I had a beautiful moment with Graci yesterday, and she had no idea it even happened.  When we first got Graci, I loved her.  I was grateful for the opportunity to bring this precious little spirit into our lives.  But I quickly realized that although she was about the same age as Taylor and Parker, I didn’t and couldn’t have the same relationship with her that I had with them.  While I could fully love her as my daughter, I had not had the chance to spend the time with her that I had with the boys.  It was impossible for an adoption certificate to recreate hours and hours and years and years of parks and parties, lectures and lessons, cuddles and comforts.  An adoption certificate simply can’t replace nine years of life lived together.

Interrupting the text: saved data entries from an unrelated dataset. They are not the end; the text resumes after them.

Issue #1056, opened 2021-11-23
VS designer build errors with NetProjectionSample


angelazhangmsft:
**Describe the bug**

When opening the NetProjectionSample (CppWinRTComponentProjectionSample.sln) in Visual Studio, the following errors appear in VS:

> (1) Error		Path 'C:\Users\deads\Desktop\Dev\CsWinRT-master\src\Samples\Net5ProjectionSample\_build\x64\Debug\SimpleMathComponent\bin\SimpleMathComponent\SimpleMathComponent.winmd' is not a file or directory	SimpleMathProjection	C:\Users\deads\Desktop\Dev\CsWinRT-master\src\Samples\Net5ProjectionSample\SimpleMathProjection\EXEC	1

> (2)  Error	MSB3073	The command ""C:\Users\deads\.nuget\packages\microsoft.windows.cswinrt\1.4.1\cswinrt.exe" @"C:\Users\deads\Desktop\Dev\CsWinRT-master\src\Samples\Net5ProjectionSample\_build\x64\Debug\SimpleMathProjection\bin\cswinrt.rsp"" exited with code 1.	SimpleMathProjection	C:\Users\deads\.nuget\packages\microsoft.windows.cswinrt\1.4.1\build\Microsoft.Windows.CsWinRT.targets	121

These errors don't prevent the projection from building successfully, but they still show up in VS Error List after building. The errors disappear if you close/reopen the solution after building, probably since the designer build happens once upon opening the solution in VS.

**To Reproduce**

1. Open NetProjectionSample (CppWinRTComponentProjectionSample.sln) in VS 2022. Make sure to clear any previous output
2. Errors appear
3. Build the solution, and the errors still show.

**Expected behavior**

No errors

**Version Info**

CsWinRT 1.4.1 (also see the errors with 1.3.5)
.NET SDK 6.0.100
VS 2022
CppWinRT 2.0.210806.1 and 2.0.211028.7

**Additional context**

Related to this target: https://github.com/microsoft/CsWinRT/blob/b216a3854af21aa003cd3ddc19bc4b982e843b40/nuget/Microsoft.Windows.CsWinRT.targets#L121

angelazhangmsft:
Using latest internal build I still see the following warnings before building:

<img width="829" alt="image" src="https://user-images.githubusercontent.com/69016571/156273932-5495e37e-dd62-402a-b6f8-23b12cb1e5d7.png">

Issue #963, opened 2021-08-16
When CsWinRT fails during DesignTimeBuild, the project is skipped as it won't have any outputs.


jlaanstra:
**Describe the bug**
When CsWinRT fails during DesignTimeBuild, the project is skipped as it won't have any outputs.

**To Reproduce**
Reference a WinMD with public types from another WinMD that is not referenced.

**Expected behavior**
CsWinRT fails to generate the projection but it doesn't fail the design time build.

**Version Info**
1.3.3

PR #1105, opened 2022-02-09
Skip projection generation during design-time build if inputs are missing

evelynwu-msft:
Although it is generally desirable for CsWinRT projection generation to explicitly fail if input `.winmd`s are missing, we *don't* want this to happen during a design-time build. Due to Visual Studio's architecture, failures in a project's design-time build can leave the results of dependent projects' design-time builds in an inconsistent state (this was determined to be one of the primary root causes of https://task.ms/37142724). An example of this scenario would be a CsWinRT project that depends on a C++/CX Windows Runtime Component project: the latter produces its output `.winmd` during the `Link` target and so the `.winmd` does not exist for the former to consume until a normal build has completed.

This change modifies the `CsWinRTGenerateProjection` target to skip the `cswinrt.exe` command if it is determined that (a) it is currently running in the context of a design-time build, and (b) one or more of the input `.winmd`s does not exist. This allows the design-time build to succeed while still allowing for the possibility of a legitimate failure during a normal build.

### DIFF
--- a/nuget/Microsoft.Windows.CsWinRT.targets
+++ b/nuget/Microsoft.Windows.CsWinRT.targets
@@ -67,12 +67,30 @@ Copyright (C) Microsoft Corporation. All rights reserved.
     </PropertyGroup>
   </Target>
 
+  <!-- 
+      During a design-time build, input WinMDs may not exist yet if a full build has not been completed.
+      If that is the case, generation of the CsWinRT projection will fail. To avoid causing a design-time
+      build break (which can put the design-time build results of dependent projects into a bad state),
+      we want to skip projection generation if a) this is a design-time build, and b) any of the inputs
+      do not exist.
+  -->
+  <Target Name="CsWinRTCalculateSkipDesignTimeGenerateProjection" 
+          DependsOnTargets="CsWinRTRemoveWinMDReferences">
+    <ItemGroup>
+      <_CsWinRTNonexistentInputs Include="@(CsWinRTInputs)" Condition="!Exists('%(CsWinRTInputs.Identity)')" />
+    </ItemGroup>
+
+    <PropertyGroup>
+      <CsWinRTSkipDesignTimeGenerateProjection Condition="('$(DesignTimeBuild)' == 'true' OR '$(BuildingProject)' != 'true') and '@(_CsWinRTNonexistentInputs)'!=''">true</CsWinRTSkipDesignTimeGenerateProjection>
+    </PropertyGroup>
+  </Target>
+
   <Target Name="CsWinRTCleanGenerateProjectionOutputs">
     <Delete Files="$(CsWinRTGeneratedFilesDir)cswinrt.rsp" />
   </Target>
 
   <Target Name="CsWinRTGenerateProjection"
-          DependsOnTargets="CsWinRTPrepareProjection;CsWinRTRemoveWinMDReferences"
+          DependsOnTargets="CsWinRTPrepareProjection;CsWinRTRemoveWinMDReferences;CsWinRTCalculateSkipDesignTimeGenerateProjection"
           Condition="'$(CsWinRTGenerateProjection)' == 'true'"
           Inputs="$(MSBuildAllProjects);@(CsWinRTInputs);$(CsWinRTExcludes);$(CsWinRTIncludes);$(CsWinRTFilters);$(CsWinRTWindowsMetadata)"
           Outputs="$(CsWinRTGeneratedFilesDir)cswinrt.rsp">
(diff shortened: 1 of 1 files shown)


nuget/Microsoft.Windows.CsWinRT.targets
```diff
@@ -67,12 +67,30 @@ Copyright (C) Microsoft Corporation. All rights reserved.
...
+      do not exist.
+  -->
+  <Target Name="CsWinRTCalculateSkipDesignTimeGenerateProjection" 
+          DependsOnTargets="CsWinRTRemoveWinMDReferences">
+    <ItemGroup>
+      <_CsWinRTNonexistentInputs Include="@(CsWinRTInputs)" Condition="!Exists('%(CsWinRTInputs.Identity)')" />
+    </ItemGroup>
+
+    <PropertyGroup>
+      <CsWinRTSkipDesignTimeGenerateProjection Condition="('$(DesignTimeBuild)' == 'true' OR '$(BuildingProject)' != 'true') and '@(_CsWinRTNonexistentInputs)'!=''">true</CsWinRTSkipDesignTimeGenerateProjection>
```
evelynwu-msft, line 84: >CsWinRTSkipDesignTimeGenerateProjection [](http://example.com/codeflow?start=7&length=39)

Ideally we'd just override `$(CsWinRTGenerateProjection)` and not have to change the `CsWinRTGenerateProjection` target at all, but unfortunately MSBuild appears to evaluate target `Condition`s *before* any target gets a chance to run.

jlaanstra:
> Although it is generally desirable for CsWinRT projection generation to explicitly fail if input .winmds are missing, we don't want this to happen during a design-time build. Due to Visual Studio's architecture, failures in a project's design-time build can leave the results of dependent projects' design-time builds in an inconsistent state

This problem can also happen when a WinMD is present but it's out of date.

> This change modifies the CsWinRTGenerateProjection target to skip the cswinrt.exe command if it is determined that (a) it is currently running in the context of a design-time build, and (b) one or more of the input .winmds does not exist. This allows the design-time build to succeed while still allowing for the possibility of a legitimate failure during a normal build.

I think we can solve this with a much simpler change, by simply setting COntinueOnError on the CsWinRT Exec task as follows:
```<Exec Command="$(CsWinRTCommand)" ContinueOnError="'$(DesignTimeBuild)' == 'true' OR '$(BuildingProject)' != 'true'" />```

Thoughts?

angelazhangmsft:
@evelynwu-msft does this fix #1056 and/or #963?

evelynwu-msft:
> I think we can solve this with a much simpler change, by simply setting COntinueOnError on the CsWinRT Exec task as follows:
> 
> ```
>         <PropertyGroup>
>             <CsWinRTContinueOnError>false</CsWinRTContinueOnError>
>             <CsWinRTContinueOnError Condition="'$(DesignTimeBuild)' == 'true' OR '$(BuildingProject)' != 'true'">true</CsWinRTContinueOnError>
>         </PropertyGroup>
> 
>         <Exec Command="$(CsWinRTCommand)" ContinueOnError="$(CsWinRTContinueOnError)" />
> ```
> 
> Thoughts?

My preference is to skip the scenario entirely if we know in advance that it's going to generate an error. It minimizes the amount of unnecessary work that is done, and avoids the possibility of cswinrt.exe, even in an error situation, leaving behind cruft that pollutes the build outputs.

(It's also not clear to me from the [MSDN documentation](https://docs.microsoft.com/en-us/visualstudio/msbuild/how-to-ignore-errors-in-tasks?view=vs-2022) if `<Task ContinueOnError="ErrorAndContinue" />` will trigger an `<OnError />` element; if it doesn't then we'd still have to skip creation of the `.rsp` file.)

evelynwu-msft:
> @evelynwu-msft does this fix #1056 and/or #963?

@angelazhangmsft Yes, I believe it would address both of them.

jlaanstra:
> My preference is to skip the scenario entirely if we know in advance that it's going to generate an error. It minimizes the amount of unnecessary work that is done, and avoids the possibility of cswinrt.exe, even in an error situation, leaving behind cruft that pollutes the build outputs.

Skipping the scenario makes the IDE experience worse as you get no intellisense until you do a build. That doesn't seem like the right way forward.

jlaanstra:
> (It's also not clear to me from the [MSDN documentation](https://docs.microsoft.com/en-us/visualstudio/msbuild/how-to-ignore-errors-in-tasks?view=vs-2022) if <Task ContinueOnError="ErrorAndContinue" /> will trigger an <OnError /> element; if it doesn't then we'd still have to skip creation of the .rsp file.)

Per docs here https://docs.microsoft.com/en-us/visualstudio/msbuild/onerror-element-msbuild?view=vs-2022#remarks OnError will be skipped but this is fine. If the inputs don't change, the target wouldn't create any other output either way.

evelynwu-msft:
> Skipping the scenario makes the IDE experience worse as you get no intellisense until you do a build. That doesn't seem like the right way forward.

Wouldn't Intellisense information be missing regardless because `cswinrt.exe` errors out during projection generation?

jlaanstra:
> Wouldn't Intellisense information be missing regardless because `cswinrt.exe` errors out during projection generation?

From observation and experience it still generates the partial projection up to the point it hits the error, so you'd get some intellisense.

jlaanstra:
> > @evelynwu-msft does this fix #1056 and/or #963?
> 
> @angelazhangmsft Yes, I believe it would address both of them.

Note that the fix as proposed in this PR doesn't completely address #693. The designtime build can still fail for a reason other than a missing output file, for example a missing project reference to a WinMD containing types used by a different WinMD. In that case there are no missing files as far as the logic is concerned and so the Designtime build would still fail, causing all the same problems.

evelynwu-msft:
@jlaanstra Your suggestion worked! However, I'm worried by the fact that the `OnError` target no longer runs and cleans up the .rsp; I suspect this would cause MSBuild to later incorrectly think that the target doesn't need to be incrementally built, but I'm not familiar enough with CsWinRT scenarios to determine how that might manifest. Do you have any suggestions?

manodasanW (approved):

Yesterday morning as we were reading scriptures, I was sitting next to Grace.  She’s not big into hugs and such, but I put my arm around her and pulled her close to me.  She stayed cuddled up next to me.  As I sat there, I suddenly realized that the time barrier was gone.  We had spent enough time and gone through enough life experiences together that, for me at least, we could round up to a “lifetime” of being family.  It was a beautiful realization.  I’m so glad we get to spend the rest of our lifetimes together.